Multi-microalloying technique has been widely used to improve strength and ductility in steels, however, the effect of multi-microalloying on the hydrogen diffusion and hydrogen embrittlement (HE) behavior of steels is still not completely understood. This study evaluates the effect of Nb–Ti multi-microalloying on the hydrogen trapping efficiency and HE of hot-stamped steel by a combination of hydrogen permeation test, slow strain rate tensile (SSRT) test and quantitative analysis.

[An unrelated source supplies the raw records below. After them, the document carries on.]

PR #369, opened 2025-06-09
Removes unnecessary port 777 exposure from SGX powHSM Service

italo-sampaio:
- Changes the service start script so that the sgx container is only accessible within the internal docker network.
- Incidentally fixes verbose parameter handling in start script


amendelzon (commented):
Looks good. Before approving: does this work in our current default powpeg setup?

italo-sampaio:
> Looks good. Before approving: does this work in our current default powpeg setup?

I tested locally and it's working, but will trigger a fully automated build and perform a full-cycle test just to be sure. I'll get back to you to confirm.

amendelzon (approved):
Thanks for testing, LGTM

PR #379, opened 2025-06-24
Fixes firmware and middleware coverage badges

italo-sampaio:
Fixes URL for uploading/displaying firmware and middleware reports and badge to/from powhsm_head bucket instead of powhsm_5.5.x


amendelzon (approved):
LGTM

PR #381, opened 2025-06-27
SGX blockchain operations performance improvement

amendelzon:
- Added a new meta-blockchain operation chunk-breakdown proxy for advance blockchain and update ancestor operations
- Overriding advance blockchain and update ancestor operations in SGX, replacing them with the meta-blockchain proxy
- Updating existing powHSM code to account for a potentially bigger-than-256-bytes APDU buffer
- Fixed minor emerging bugs appearing when the APDU buffer is bigger than 256 bytes
- Added support for resetting HSM operations from outside the hsm module
- HSM external processor modules are now responsible for resetting the HSM operations
- Added support for setting the communication buffer in the HAL
- Updated SGX middleware behavior for chunk-based operations
- Fixed failing firmware and middleware unit tests
- Added system unit tests for meta_bc overrides
- Added meta_bc unit tests
- Added SGX chunk-related middleware operations unit tests
- Factored out hsm2dongle unit tests for large operations (advance blockchain, update ancestor, authorised signing)
- Separated firmware test cases for SGX and non-SGX APDU sizes
- Incidentally disabling enclave logging by default, and using a new environment variable to control it (enabled for debug and simulator builds)
- Incidentally adding missing __init__.py to some unit test modules


italo-sampaio (approved):
LGTM!

PR #383, opened 2025-06-30
Add missing unit tests to hal/sgx/src/trusted

italo-sampaio:
- Added unit tests for access module
- Added unit tests for hash module


amendelzon (commented):
Looks good, left a comment regarding naming that would be good if we address.

amendelzon (approved):
LGTM

PR #400, opened 2025-08-18
Fix file ownership after upgrade

italo-sampaio:
Replicates the same strategy used in `dist/sgx/scripts/install_service`. The upgrade script is executed by `root` in the host machine, which results in leaving all files in the new INSTALL_DIR (including the directory itself) owned by that user. This means that the powhsm service does not have write permission to these files, since the service is executed by the `powhsm` user.

This is not a problem in the initial installation, since we explicitly change ownership in the `install_service` script. This commit replicates the same strategy to `upgrade-existing-powhsm`, ensuring that the new installation is owned by `powhsm` as well.


amendelzon (dismissed):
LGTM

amendelzon (changes requested):
LGTM, but we need to target ` develop-5.5`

The microstructural examination and hydrogen permeation tests showed that with increasing Nb + Ti content, more nano-sized (Nb, Ti) C precipitates were formed, and the martensite grain boundaries areas increased, thus increasing the irreversible and reversible hydrogen trap sites and decreasing the hydrogen diffusion coefficient in the hot-stamped steel. A quantitative analysis of the hydrogen traps demonstrated that the number of hydrogen traps induced by the (Nb, Ti) C precipitates was larger than that of the grain boundaries and dislocations in the Nb–Ti bearing steels. In addition, the SSRT tests showed that the HE susceptibility of the test steel decreased with increasing Nb + Ti content. This was because the additional hydrogen traps generated by the Nb–Ti addition hindered localized hydrogen accumulation at prior austenite grain boundaries, the cracking resistance was improved by a lower Σ3 boundary fraction, and the pinning role of the (Nb, Ti) C precipitates on the movable dislocation could inhibit H-dislocation interaction.